Shucks guys, you are making me blush! Thanks so much for the kind words..

I was very surprised that some of my entries did not place at all, and very surprised at what did win medals and what did not. I entered a 2013 Riesling that (IMHO) is everything that a dry Riesling should be and one of the two best wines I entered. It made it to the finals, but did not medal. I found that very surprising.

Well, the important thing is that I like it. Given that judging wine is subjective, I wonder how the Riesling would do in other competitions. Perhaps I will enter another contest and find out.


----------



## JohnT

Wine-O said:


> I didn't do much better John, 3 bronze, 1 silver, and 1 gold. And the gold was for my Mead! My wife got 2 silvers and a gold.
> What happened to the Best of Show awards for reds and whites? My wife had a gold for her chardonnay and thought she had a good chance getting the best of show for whites, there wasn't too many gold medals for the whites. Did they forget or are they getting cheap?
> Plus the vendor area is getting smaller and smaller each year. And this year they really rushed us with the food, the whole thing (except the dancing) was over by 9:30.


 

I was wondering about the best in show myself. Not sure why they did not have it this year. I won the winemaker of the year award a number of years back and have been told that I was no longer eligible for that, so I was trying for best in show.

I noticed a number of things. First, the lack of vendors was surprising. To be honest, I did not see any, but my wife said that they were all huddled into a side room. The last one we went to (4 or 5 years ago) was jam-packed with vendors.

I was also surprised by how few finalists there were. The list was less than two pages long. Most years, the list is 3 or 4 pages long. Not sure if this was due to a smaller number of entries this year?

The all over quality of the food was great! I especially liked the clams oreganato and the fried calamari. They did seem to pull the buffet early. I went for some food around 8:30 and all they had was desserts. Really wanted to try the raw oysters. 

At first, the wine bars were serving the finalist wines. Around 7pm, they ran out of the finalists and started pouring the "non-finalist" wines. The finalists were awesome, but the three non-finalists I tried were just plain awful. Luckily, the open bar opened at 8pm. Switched to brandy at that point. Hiring a limo was a very smart thing to do.

All critique aside, there were 14 in our group. We ate, we drank, we danced and we smoked (outside courtyard) hand rolled cigars with our brandy. It really was a good time even though a bit disappointing for me.


----------



## Billpizzaiolo

Thanks for the review. Was it very crowded? The one we went to a number of year's ago was in a country club and the food was outstanding and overflowing. It was very very well attended. There were pages and pages of winners from every category. The finalist wines they served were not as good as we expected. The run of the mill were hard to drink. We (four cousins each entering their wines) didn't send in any bottles this year or buy tickets.


----------



## franki1926

I am glad others felt the same way as my group of 13.

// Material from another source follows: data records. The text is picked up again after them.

PR #5710, opened 2024-08-20
Improvements Visa migration endpoint

PeterSmallenbroek:
## Describe your changes

### DIFF
--- a/services/121-service/src/migrate-visa/migrate-visa.service.ts
+++ b/services/121-service/src/migrate-visa/migrate-visa.service.ts
@@ -35,7 +35,7 @@ export class MigrateVisaService {
   name = 'VisaMigrateChildParentWallet1717505534921';
   public tokenSet: TokenSet;
 
-  public async migrateData(): Promise<void> {
+  public async migrateData(limit: number): Promise<void> {
     const queryRunner = this.dataSource.createQueryRunner();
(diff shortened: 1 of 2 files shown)


services/121-service/src/migrate-visa/migrate-visa.service.ts
```diff
@@ -321,7 +388,10 @@ export class MigrateVisaService {
       from
         "121-service"."intersolve_visa_customer" i
       left join "121-service".registration r on
-        r.id = i."registrationId" WHERE "programId" = ${programId}`,
+        r.id = i."registrationId" 
+      LEFT JOIN "121-service"."intersolve_migration_progress" imp ON r."referenceId" = imp."referenceId"
```
RubenGeo, line 392: So if we have to run this a second time because of errors. We manually have to clean them from this table?

RubenGeo:
Great idea with the extra table!

Ideas for testing: (which you probably already did):
- With a few manually created registrations against our mock service (and use the mock to let one or two api request fail)
- Testing against the intersolve acceptance/staging server (with scenario's similair to what we had at the acceptance test)
- Maybe it is good to retest using a dump from production data with our mock service. (Also to see/guess how long the migration will take)

RubenGeo (approved):

PR #5711, opened 2024-08-20
PoC: Tweak local infrastructure to ease switching branches

elwinschmitz:
This is a change to the local-development setup.
It will create a "per-branch" environment using Docker.

So the biggest change in workflow would be that you'd need to explicitly "stop" any environment your currently work in BEFORE switching/creating another git-branch.

### Breaking changes
the "121-redis"-container is renamed to "121queue", so any references to it in your local `services/.env`-file need to be changed (see [`.env.example`](services/.env.example).

Also use of the ENV-variable: `COMPOSE_PROJECT_NAME` is no longer necessary.

Any other comments? Let me know!


elwinschmitz:
Branch renamed/moved to: https://github.com/global-121/121-platform/compare/elwin/poc/branches-dockers

PR #774, opened 2025-05-21
don't assume order of nldi sources -- turn nldi tests back on but off in CI

dblodgett-usgs:
We have a new version of the NLDI coming and this is the only issue I see where the new one doesn't work with dataRetrieval. This change is backward compatible.

### DIFF
--- a/R/findNLDI.R
+++ b/R/findNLDI.R
@@ -211,7 +211,8 @@ valid_ask <- function(all, type) {
 
   ### WOW! This is hacky and will hopefully be unneeded latter on....
   type <- ifelse(type == "nwis", "nwissite", type)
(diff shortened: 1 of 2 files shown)


ldecicco-USGS:
So....do we add dplyr as a import for this change? I went through some effort many years ago to get rid of it as a dependency because a few squeeky wheels were so anti-dplyr at the time, and it wasn't adding _much_. We already Suggest it, so it's not the end of the world.

dblodgett-usgs:
Oh -- do you know import dplyr? I had no idea. I'll implement an alternate solution. Sorry about that.

dblodgett-usgs:
Looks like I don't actually need bind_rows().

PR #777, opened 2025-06-02
Add documentation for internal functions

ldecicco-USGS:


ldecicco-USGS:
@jzemmels , @ehinman, @cnell-usgs

This is:
1. Notes in the form of roxygen for internal functions. There are different schools of thought on how much to document and test internal functions. On one hand, we don't want to promise users that those functions will be maintained (so that is the camp that says don't test or create Rd files). On the other hand, we need some help remembering what was suppose to happen (so that's the camp that recommends @keyword internal for docs and shoot for 100% code coverage). I think this is a decent middle ground - each function has some example code to help us troubleshoot stuff down the road, but the @noRd tag assures those pages are never rendered. The noRd is what rOpenSci recommends
2. Moves Status page to a more prominent location in the pkgdown header.
3. Added a message to all NWIS functions:

```r
ALERT: All NWIS services are slated for decommission.
For up-to-date information, see: 
https://doi-usgs.github.io/dataRetrieval/articles/Status.html
```
4. Bonus: found some tests I missed converting from the NWIS functions to USGS.

PR #782, opened 2025-06-05
Fix ids

ldecicco-USGS:
1. Add max_results
2. Add some logic that a user could request monitoring_location_id or monitoring_locations_id (plural) to get the "id" column from the monitoring-locations service. 
3. Add same logic that the "id" column from the time-series-metadata service actually comes back as "timeseries_id" since that is the name that other functions will require.
4. Added some "lessons learned" in the vignette
5. Changed the way the data is parsed if skipGeometry=TRUE. The way it was coding was dropping the "id" column, now it uses sf::read_sf even if skipGeometry=TRUE, but then drops the empty geometry.

### DIFF
--- a/R/construct_api_requests.R
+++ b/R/construct_api_requests.R
@@ -43,7 +43,8 @@
 construct_api_requests <- function(service,
                                    properties = NA_character_,
                                    bbox = NA,
-                                   limit = 10000,
+                                   limit = NA,
+                                   max_results = NA,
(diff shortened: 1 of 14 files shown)


ldecicco-USGS:
Not sure what's going on with GitHub Actions. It was hanging forever and eventually cancelled itself. The tests ran and passed locally and on Gitlab, so for now let's assume things pass the checks/tests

The food was great and was happy they opened the doors to the event early this year. They put the food away early this year, not sure what the rush was also there were about 1/2 the venders that there were a few years ago.

The judging was off this year. Two of my best Reds made the finals but no medals. Shocked. It also looked like they only gave out 1/2 the medals that they gave out last year. Maybe all the judges didn't get there last weekend in the snow.


----------



## JohnT

I am thinking the same thing franki..


----------



## franki1926

results are posted on there site, looks like 1/2 the medeals at past years


----------



## JohnT

glad i checked the results. turns out i won gold for my cab franc instead of the touriga. makes me feel slightly better since cab franc is readily available and not so much a rare find as touriga grapes. i have a number of bottles left and i now i am itching to open a bottle to see just what the judges were getting at. the funny thing is that i viewed this wine as a verry common attempt and have passed it up without a second thought. 

i guess it is right, gold is where you find it....

i honestly do not know why i feel better about this, but i do.


----------



## franki1926

Corrado's deadline for entries is tomorrow and the contest is on the 21st. Anyone going this year ? I entered 10 wines, fingers crossed


----------



## Wine-O

Best of luck Franki! I am bringing down my entries tomorrow. Corrados called me today since I haven't brought my wines down yet and told me the deadline has been extended to Wednesday. I have 13 entries in wine, distilled spirits, and labels.


----------



## JohnT

I am out this year, but good luck fellas! 

If you are attending, perhaps you could post some pictures?


----------



## joeswine

Was interested in this one are the final awards posted yet?


----------



## JohnT

joeswine said:


> Was interested in this one are the final awards posted yet?


 
I believe that the event is on the 21st.


----------



## joeswine

Thanks John,do you want to do A Big Red Contest In The fall,How about you wine maker's out there The big Red's were a win,win and after this last contest shows the extent of the craftsmen ship on this forum.Just think about it plenty of time,yours Jp


----------



## JohnT

joeswine said:


> Thanks John,do you want to do A Big Red Contest In The fall,How about you wine maker's out there The big Red's were a win,win and after this last contest shows the extent of the craftsmen ship on this forum.Just think about it plenty of time,yours Jp


 
Sound good. It will have to be in November again since fall is "busy time" at the winery.


----------



## joeswine

Sounds good let me know when your crush is if I have the time summers busy for me but I would like to work it.


----------